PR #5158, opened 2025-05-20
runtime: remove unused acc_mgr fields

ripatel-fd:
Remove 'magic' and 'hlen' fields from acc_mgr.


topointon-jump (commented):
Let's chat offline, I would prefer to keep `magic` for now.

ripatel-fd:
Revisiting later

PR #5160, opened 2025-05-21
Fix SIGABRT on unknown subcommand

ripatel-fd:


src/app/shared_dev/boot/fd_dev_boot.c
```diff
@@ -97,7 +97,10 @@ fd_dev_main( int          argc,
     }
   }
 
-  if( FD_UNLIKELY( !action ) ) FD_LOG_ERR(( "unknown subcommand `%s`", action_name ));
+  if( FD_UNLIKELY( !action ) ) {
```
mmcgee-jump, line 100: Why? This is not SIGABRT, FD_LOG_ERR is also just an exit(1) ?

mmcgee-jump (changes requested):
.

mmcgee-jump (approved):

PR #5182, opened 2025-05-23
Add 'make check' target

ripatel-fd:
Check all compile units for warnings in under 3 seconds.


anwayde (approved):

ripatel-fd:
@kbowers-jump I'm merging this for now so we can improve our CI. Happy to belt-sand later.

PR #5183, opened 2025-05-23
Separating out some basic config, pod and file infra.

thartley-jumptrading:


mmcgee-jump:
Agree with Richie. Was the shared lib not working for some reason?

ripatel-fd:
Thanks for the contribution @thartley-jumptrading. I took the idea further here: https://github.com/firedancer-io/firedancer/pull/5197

====

=== TASK INSTRUCTIONS ===
The task calls for every line of the material that contains the string "opened".

=== TASK OUTPUT ===
PR #5158, opened 2025-05-20
PR #5160, opened 2025-05-21
PR #5182, opened 2025-05-23
PR #5183, opened 2025-05-23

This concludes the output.